▸ **WHAT THIS TASK INVOLVES**
Go through the records and copy each line where the string "last" occurs.

▸ **MATERIAL PROVIDED**
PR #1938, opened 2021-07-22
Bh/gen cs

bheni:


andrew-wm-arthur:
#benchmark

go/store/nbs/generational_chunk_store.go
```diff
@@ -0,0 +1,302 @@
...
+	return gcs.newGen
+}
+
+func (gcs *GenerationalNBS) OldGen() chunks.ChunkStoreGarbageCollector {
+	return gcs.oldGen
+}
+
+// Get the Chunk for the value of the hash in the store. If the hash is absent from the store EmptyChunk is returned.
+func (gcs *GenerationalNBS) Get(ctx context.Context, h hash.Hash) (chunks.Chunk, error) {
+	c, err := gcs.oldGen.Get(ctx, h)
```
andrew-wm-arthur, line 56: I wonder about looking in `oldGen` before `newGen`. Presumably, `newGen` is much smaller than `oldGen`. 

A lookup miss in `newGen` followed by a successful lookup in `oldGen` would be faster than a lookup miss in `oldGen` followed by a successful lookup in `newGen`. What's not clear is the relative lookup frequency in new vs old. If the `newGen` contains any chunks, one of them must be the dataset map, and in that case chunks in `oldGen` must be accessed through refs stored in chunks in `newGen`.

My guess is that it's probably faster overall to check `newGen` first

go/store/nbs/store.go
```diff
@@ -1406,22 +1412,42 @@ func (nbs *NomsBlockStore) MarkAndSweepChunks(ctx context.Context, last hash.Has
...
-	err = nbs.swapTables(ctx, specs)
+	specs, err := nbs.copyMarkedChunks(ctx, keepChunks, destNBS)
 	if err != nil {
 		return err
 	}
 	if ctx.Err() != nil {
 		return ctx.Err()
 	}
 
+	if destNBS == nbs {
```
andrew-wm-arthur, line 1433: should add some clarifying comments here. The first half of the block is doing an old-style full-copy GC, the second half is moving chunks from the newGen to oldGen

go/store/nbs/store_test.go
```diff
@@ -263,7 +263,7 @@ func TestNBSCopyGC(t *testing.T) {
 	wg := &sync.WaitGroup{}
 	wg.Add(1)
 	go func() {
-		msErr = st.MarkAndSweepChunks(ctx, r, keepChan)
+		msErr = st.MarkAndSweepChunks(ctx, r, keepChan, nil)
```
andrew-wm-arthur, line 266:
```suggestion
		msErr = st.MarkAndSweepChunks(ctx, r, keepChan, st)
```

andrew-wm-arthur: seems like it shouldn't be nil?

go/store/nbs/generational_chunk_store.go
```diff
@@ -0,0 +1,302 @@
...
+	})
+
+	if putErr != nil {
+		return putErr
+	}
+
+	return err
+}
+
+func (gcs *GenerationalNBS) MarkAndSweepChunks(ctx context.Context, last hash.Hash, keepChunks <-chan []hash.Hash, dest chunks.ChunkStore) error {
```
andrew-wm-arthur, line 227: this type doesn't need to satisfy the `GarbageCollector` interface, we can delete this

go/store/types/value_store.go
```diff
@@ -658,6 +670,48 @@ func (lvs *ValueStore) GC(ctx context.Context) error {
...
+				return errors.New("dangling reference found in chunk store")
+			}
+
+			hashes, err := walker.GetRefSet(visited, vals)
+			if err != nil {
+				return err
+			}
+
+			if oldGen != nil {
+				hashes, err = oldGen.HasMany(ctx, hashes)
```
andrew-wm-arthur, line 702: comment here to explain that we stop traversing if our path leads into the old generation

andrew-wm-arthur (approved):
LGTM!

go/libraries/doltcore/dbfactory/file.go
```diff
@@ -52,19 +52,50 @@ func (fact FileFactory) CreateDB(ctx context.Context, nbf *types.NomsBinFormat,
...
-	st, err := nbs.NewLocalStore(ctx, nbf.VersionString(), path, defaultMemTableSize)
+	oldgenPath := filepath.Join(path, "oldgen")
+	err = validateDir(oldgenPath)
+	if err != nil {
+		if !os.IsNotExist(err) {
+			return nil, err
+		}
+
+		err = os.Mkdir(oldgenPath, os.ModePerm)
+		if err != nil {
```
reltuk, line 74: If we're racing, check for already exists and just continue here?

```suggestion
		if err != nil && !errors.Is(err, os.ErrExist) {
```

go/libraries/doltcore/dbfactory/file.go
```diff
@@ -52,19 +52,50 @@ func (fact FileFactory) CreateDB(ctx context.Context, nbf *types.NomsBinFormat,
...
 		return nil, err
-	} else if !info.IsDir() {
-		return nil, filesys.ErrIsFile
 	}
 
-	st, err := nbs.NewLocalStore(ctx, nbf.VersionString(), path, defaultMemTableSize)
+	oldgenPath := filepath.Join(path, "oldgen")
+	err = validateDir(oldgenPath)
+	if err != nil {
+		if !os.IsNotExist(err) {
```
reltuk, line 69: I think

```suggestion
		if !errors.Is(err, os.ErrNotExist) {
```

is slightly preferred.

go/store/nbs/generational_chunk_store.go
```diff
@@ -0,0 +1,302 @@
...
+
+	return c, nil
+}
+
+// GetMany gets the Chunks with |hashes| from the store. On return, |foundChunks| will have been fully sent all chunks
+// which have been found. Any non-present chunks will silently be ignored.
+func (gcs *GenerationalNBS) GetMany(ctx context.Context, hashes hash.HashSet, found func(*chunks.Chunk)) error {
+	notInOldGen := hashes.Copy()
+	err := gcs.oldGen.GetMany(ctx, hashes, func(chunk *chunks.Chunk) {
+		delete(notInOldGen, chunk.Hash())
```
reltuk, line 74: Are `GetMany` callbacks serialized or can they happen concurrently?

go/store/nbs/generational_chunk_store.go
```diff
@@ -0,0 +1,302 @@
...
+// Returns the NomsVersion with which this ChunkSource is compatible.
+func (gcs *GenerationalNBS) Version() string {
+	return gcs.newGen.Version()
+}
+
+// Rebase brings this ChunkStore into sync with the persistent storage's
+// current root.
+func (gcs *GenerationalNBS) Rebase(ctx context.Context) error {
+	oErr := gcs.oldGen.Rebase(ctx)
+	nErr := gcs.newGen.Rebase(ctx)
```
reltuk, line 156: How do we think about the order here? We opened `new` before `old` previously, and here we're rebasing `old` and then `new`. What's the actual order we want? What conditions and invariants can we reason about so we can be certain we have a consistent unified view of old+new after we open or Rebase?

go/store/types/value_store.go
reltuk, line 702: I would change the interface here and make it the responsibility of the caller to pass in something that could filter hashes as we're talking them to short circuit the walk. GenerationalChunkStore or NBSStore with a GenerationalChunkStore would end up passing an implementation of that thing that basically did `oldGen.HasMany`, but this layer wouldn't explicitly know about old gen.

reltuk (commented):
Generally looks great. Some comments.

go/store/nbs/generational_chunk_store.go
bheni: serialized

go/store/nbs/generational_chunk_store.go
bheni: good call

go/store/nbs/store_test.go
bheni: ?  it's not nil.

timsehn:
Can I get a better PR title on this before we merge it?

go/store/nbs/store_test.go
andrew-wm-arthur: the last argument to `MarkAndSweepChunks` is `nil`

---

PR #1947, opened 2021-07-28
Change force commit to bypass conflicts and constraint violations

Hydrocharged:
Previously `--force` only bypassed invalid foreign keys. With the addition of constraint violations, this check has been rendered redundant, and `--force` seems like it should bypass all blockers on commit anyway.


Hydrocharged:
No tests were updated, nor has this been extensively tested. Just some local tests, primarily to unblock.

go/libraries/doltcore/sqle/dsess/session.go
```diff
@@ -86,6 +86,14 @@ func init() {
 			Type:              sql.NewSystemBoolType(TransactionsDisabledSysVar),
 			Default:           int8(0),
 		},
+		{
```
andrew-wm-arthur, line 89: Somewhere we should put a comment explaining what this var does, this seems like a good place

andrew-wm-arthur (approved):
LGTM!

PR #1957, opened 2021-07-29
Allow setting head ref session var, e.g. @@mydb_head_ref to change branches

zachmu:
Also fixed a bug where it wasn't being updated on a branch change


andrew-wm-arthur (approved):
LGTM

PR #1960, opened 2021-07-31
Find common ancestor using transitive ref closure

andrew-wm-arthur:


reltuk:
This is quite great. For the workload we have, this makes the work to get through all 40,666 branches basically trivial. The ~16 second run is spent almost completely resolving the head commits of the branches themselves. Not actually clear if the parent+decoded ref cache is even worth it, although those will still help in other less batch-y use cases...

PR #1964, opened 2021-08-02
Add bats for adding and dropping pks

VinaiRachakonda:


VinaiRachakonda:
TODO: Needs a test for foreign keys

▸ **RESULT BELOW**
@@ -1406,22 +1412,42 @@ func (nbs *NomsBlockStore) MarkAndSweepChunks(ctx context.Context, last hash.Has
+func (gcs *GenerationalNBS) MarkAndSweepChunks(ctx context.Context, last hash.Hash, keepChunks <-chan []hash.Hash, dest chunks.ChunkStore) error {
andrew-wm-arthur: the last argument to `MarkAndSweepChunks` is `nil`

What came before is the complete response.